“História de Dos Guerreros”, dirigido por Pablo César e escrito em parceria com Jerónimo Toubes, emerge como um drama íntimo e transcontinental. Filmado em 16 mm na província de Corrientes, entre Empedrado e o bairro Cambá Cuá, o longa aposta em uma estética cálida e granulada que recria os anos 80 e celebra a herança cultural afrodescendente da região.
Ara (Alejo Isnardi), jovem lutador de MMA que trabalha em plantações de cítricos, sonha em competir profissionalmente no Brasil. Kossi (Idriss Mousa Sare), jogador de futebol do Togo, vê seu destino interrompido por uma lesão no joelho e pelo abandono dos intermediários que o trouxeram à Argentina. Os dois se cruzam em um festival dedicado a San Baltazar, a ritmo de tambores, e a partir daí nasce um vínculo que atravessa fronteiras, carregado de anseios e dores.
O que começa como amizade se transforma em atração amorosa, frágil e intensa.
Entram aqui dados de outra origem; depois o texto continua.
PR #263, opened 2025-03-08
Improve CheckVersion resource cleanup

qmuntal:
This is a follow up of #261, implementing what has been suggested in https://github.com/golang-fips/openssl/pull/261#discussion_r1985740702.

This PR also simplifies some related code and adds an outstanding missing `dlclose` call in the case the library loaded doesn't implement the OpenSSL version functions ([here](https://github.com/golang-fips/openssl/compare/init2?expand=1#diff-09d6aefefdc39400d949bac4606f951988cbe618740e96ecfee50236859da58bR127)).

### DIFF
--- a/init.go
+++ b/init.go
@@ -11,7 +11,7 @@ import (
 // osslHandle is the handle to the OpenSSL shared library loaded in the [Init] function.
 var osslHandle unsafe.Pointer
 
-// opensslInit loads and initialize OpenSSL..
+// opensslInit loads and initializes OpenSSL.
 //
 // See [Init] for details about file.
 func opensslInit(file string) error {
--- a/init.go
+++ b/init.go
@@ -51,9 +51,14 @@ func opensslInit(file string) error {
 
 // initForCheckVersion loads and initialize only the
 // functions required in [CheckVersion].
-// It returns a function that must be called to release the resources.
-// The function leaves all the global variables in the same state as they were
-// before the call.
+// It returns a close function that must be called to release the resources.
+//
+// This function modifies the vMajor, vMinor, and vPatch global variables as
+// well as other internal global variables that facilitate OpenSSL calls.
+//
+// If the function succeeds, calling the close function restores the previous
+// state of the global variables. If it fails, the global variables are restored
+// before returning.
 func initForCheckVersion(file string) (func(), error) {
 	prevMajor, prevMinor, prevPatch := vMajor, vMinor, vPatch
 	handle, close, err := openLibrary(file)
--- a/init.go
+++ b/init.go
@@ -18,31 +18,11 @@ var osslHandle unsafe.Pointer
 // See Init() for details about file.
 func opensslInit(file string) error {
 	// Load the OpenSSL shared library using dlopen.
-	handle, err := openLibrary(file)
+	handle, close, err := openLibrary(file)
 	if err != nil {
 		return err
 	}
 
-	loadOpenSSLFuncs(handle)
-
-	// Initialize OpenSSL.
-	go_openssl_OPENSSL_init()
-	if go_openssl_OPENSSL_init_crypto(
-		_OPENSSL_INIT_ADD_ALL_CIPHERS|
-			_OPENSSL_INIT_ADD_ALL_DIGESTS|
-			_OPENSSL_INIT_LOAD_CONFIG|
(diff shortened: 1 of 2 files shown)


init.go
```diff
@@ -18,12 +18,21 @@ var osslHandle unsafe.Pointer
 // See Init() for details about file.
```
dagood: Looks like the comment could use an update ("returns"). (Although it already needed one.)

gdams (approved):

init.go
```diff
@@ -33,84 +42,74 @@ func opensslInit(file string) error {
...
-		mkcgoLoad_111(handle)
-		mkcgoLoad_3(handle)
-	}
-}
-
 // initForCheckVersion loads and initialize only the
 // functions required in [CheckVersion].
 // It returns a function that must be called to release the resources.
 // The function leaves all the global variables in the same state as they were
 // before the call.
```
dagood: A bit more precise about the restore behavior:

```suggestion
// It returns a close function that must be called to release the resources.
//
// This function modifies the vMajor, vMinor, and vPatch global variables as
// well as other internal global variables that facilitate OpenSSL calls.
//
// If the function succeeds, calling the close function restores the previous
// state of the global variables. If it fails, the global variables are restored
// before returning.
```

init.go
```diff
@@ -33,84 +42,74 @@ func opensslInit(file string) error {
...
 func initForCheckVersion(file string) (func(), error) {
-	// This function can be called when the
 	prevMajor, prevMinor, prevPatch := vMajor, vMinor, vPatch
```
dagood, line 61: Not sure it's worth doing just for factoring's sake, but for readability, might be nice to have a name describing what's going on here:

```go
	prevMajor, prevMinor, prevPatch := vMajor, vMinor, vPatch
	restoreVersion := func() {
		vMajor, vMinor, vPatch = prevMajor, prevMinor, prevPatch
	}
```

(Maybe context from the func comment is plenty.)

init.go
```diff
@@ -33,84 +42,74 @@ func opensslInit(file string) error {
...
-		dlclose(handle)
-		// Undo all the changes made in this function.
-		mkcgoUnload_version()
-		mkcgoUnload_init_1()
-		mkcgoUnload_init_3()
-		vMajor, vMinor, vPatch = prevMajor, prevMinor, prevPatch
+		close()
 		if osslHandle != nil {
-			loadOpenSSLFuncs(osslHandle)
+			loadX(osslHandle)
```
dagood, line 95: Is this call being done (along with the version reset) to make it so that you can call `opensslInit` *then* `initForCheckVersion`, and `initForCheckVersion` will restore the state?

Is it a problem if we have OpenSSL 1 loaded, then call `initForCheckVersion` on OpenSSL 3, and then we end up calling `mkcgoLoad_init_3` on an OpenSSL 1 handle? I think that would result in an error for the non-optional bits.

qmuntal: d'oh, good catch. The failing test is probably related to that.

init.go
```diff
@@ -11,19 +11,26 @@ import (
 // osslHandle is the handle to the OpenSSL shared library loaded in the [Init] function.
 var osslHandle unsafe.Pointer
 
-// opensslInit loads and initialize OpenSSL.
-// If successful, it returns the major and minor OpenSSL version
-// as reported by the OpenSSL API.
+// opensslInit loads and initialize OpenSSL..
```
dagood:
```suggestion
// opensslInit loads and initializes OpenSSL.
```

dagood (approved):

qmuntal:
Hmm, tests are still flaky. Note that master is also flaky, but I thought this PR would fix it. I might have to partially revert #261.

qmuntal:
> Hmm, tests are still flaky. Note that master is also flaky, but I thought this PR would fix it. I might have to partially revert #261.

Found the culprit and fixed in https://github.com/golang-fips/openssl/pull/263/commits/7a5af55bf5504b7166c28110810154371d6b74cc. There was a race condition between `CheckVersion`, which is modifying `vMajor`, and the `opensslHMAC` finalizer, which is using `vMajor`.

The race was introduced some days ago in #261, as before that `CheckVersion` was not modifying any global state. This race shouldn't have happened in production, though, as `CheckVersion` is used to know which OpenSSL library to load, and it doesn't make much sense to call it after real OpenSSL work has been done.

O peso da homofobia obriga Ara a se afastar após serem denunciados por um colega, e a narrativa captura esse dilema com delicadeza e dor. O longa coloca os protagonistas diante da encruzilhada: escolher a invisibilidade como estratégia de sobrevivência ou reivindicar seu desejo mesmo sob risco de rejeição.
Quando os sonhos individuais desmoronam, Ara e Kossi acabam sob o jugo de Momo (Horacio Ruiz), organizador local que os obriga a lutar um contra o outro em um combate de MMA. O que poderia ser apenas espetáculo violento ganha camadas simbólicas: é ali que se colocam em jogo identidade, dignidade e a possibilidade de resistirem juntos contra a exploração.
César construiu sua trajetória como um dos poucos cineastas latino-americanos dedicados a tecer pontes entre a América do Sul e a África, filmando em ambos os continentes. Em “História de Dos Guerreros”, ele avança ainda mais, trazendo um relato queer, interseccional e popular, no qual desejo, identidade e desigualdade se entrelaçam em cena.
Com pouco mais de uma hora, o filme não desperdiça tempo: seu ritmo é firme e direto. A relação entre Ara e Kossi late como um grito de resistência contra a marginalização, provando que o afeto pode ser um gesto de sobrevivência. “História de Dos Guerreros” é sobre corpos que insistem em existir e amar, mesmo quando tudo ao redor os tenta silenciar.